What if I'm just wasting her time?
My ribs tighten painfully. For a long moment, everything in the chamber is silent and still.
Then High Priestess Fang sighs. The stone wall beside me shifts and quivers before sliding forward, molding itself into another seat not three feet away.
The priestess glides toward me with silent steps. Dressed in her ornate white silk robes, she could be a ghost, floating inches above the ground for all I know. But when she sits down on the new stone bench, she looks far more human than she's ever looked before.
She's a woman of Asian descent and indeterminate age, with pale, golden skin and a smooth complexion, untouched by wrinkles. Her eyes hold a darkness and a depth that suggest she's seen more years than one would expect, though, and there's a weariness to her now that makes me pause.
"Did you know," she asks quietly, "that the first time I used the Anchoring Stones, I nearly broke my neck?"
She lifts her hand, showing off the rings that adorn her fingers and thumb. They're plain, silver-colored bands, but set into them are polished stones of different hues.
I blink owlishly, sitting up straighter. She's referred to the stones that augment her magic and establish her place as the leader of the Stone Kingdom's most powerful mystical sect before, but only in passing.
"Oh?"
She curls her fingers into her palm, and white light glows faintly around her hand. She looks up at me, and our gazes connect.
"They weren't meant for me."
"Oh."
My pulse picks up. The Shadow Bracer wasn't intended for me, either. Rhiannon brought it to Unity, imagining that she would wear it herself. But once it locked onto me, it rejected her.
"I was a neophyte, then. I had magic, of course, but its true strength had not revealed itself. I had entered the Order with intentions of serving the priestesses, and perhaps, if I was lucky, I would be able to develop my own skills as well." She flexes her fingers outward again, the stones shining in the dim light. "After the death of the last High Priestess, I was sent to fetch the stones from the East Tower." One corner of her mouth flits upward. "I was so nervous. To be so close to such power, surrounded by guards. The king himself was waiting for me in the great hall of the temple."
My own throat tightens in sympathy. I had the "honor" of meeting King Haoyu when I first arrived in the Stone Kingdom. He's intimidating to say the least.
He also kind of hates me, I think. Or at least he hates what I represent.
His only son being mated to a woman with no power or wealth--and who also happens to be mated to the youngest prince of the Fire Kingdom?
Yeah. He hates that a lot.
But the king's shitty opinion of me isn't the point right now.

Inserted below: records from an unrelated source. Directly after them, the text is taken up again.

PR #6665, opened 2026-08-22
Fix: Respawn the fishing bobber the Bedrock client reels in on its own

darkcupid412:


core/src/main/java/org/geysermc/geyser/entity/type/FishingHookEntity.java
```diff
@@ -70,31 +72,94 @@ public FishingHookEntity(EntitySpawnContext context, PlayerEntity owner) {
...
+            session.setFishingHook(this);
             castByPlayer = true;
         }
     }
 
     @Override
     public void despawnEntity() {
-        if (castByPlayer) {
-            session.setFishingRodCast(false);
+        // A respawned replacement has already taken over the session's hook; don't clear it
```
onebeastchris:
```suggestion
        // If a respawned replacement has already taken over the session's hook, then don't clear it
```
Was a bit confused about the comment otherwise 😅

High Priestess Fang's voice takes on a distant quality, as if she's got one foot in the present and one in the memory. "It was the strangest thing. One minute, I was walking resolutely down the spiral steps. The next, I was in the air. I must have tripped--on what I don't know. I can only blame my nerves. And maybe my new robes." A rare smile curls her lips, and she refocuses her gaze. "It was a hundred steps, cut out of unforgiving rock. I would have hit my head and died, only--the stones..."
They glow again, brighter this time.
"They rose out of their case. They surrounded me. I imagined they were there to save me, and in my mind, I saw the staircase flattening out. Protecting me. And then it did."
"Wow."
"'Wow', indeed," she agrees. She drops her hand to rest it in her lap. "After that, they would respond to no other. They were mine, and I was the High Priestess." Her smile this time is rueful. "It took me three years to learn to repeat the feat, and another three after that to fix the staircase."
My laughter startles me. "Oh. But--"
"We're a superstitious lot, here in the Stone Kingdom." Her expression remains stoic, but a faint glint of humor twinkles in her eyes. "The High Priestess had broken the tower steps, so it was the will of the gods that it remain broken. We had to transform into dragons to fly up there for six years, and then transform again to get down."
"You all must have gotten very adept at transforming in midair." The tower is small; too small to house a full-grown dragon's wingspan.
"Very," she agrees, desert dry. Then her voice goes serious again. "Great stress can reveal powers that might otherwise go untapped for decades, Ember. You have shown your strength already, and you are making remarkable progress learning to summon your abilities at will."
"I am?"
"Of course you are." She says it so matter-of-factly. Like this was obvious, when minutes ago, I was circling the toilet of despair. "Patience."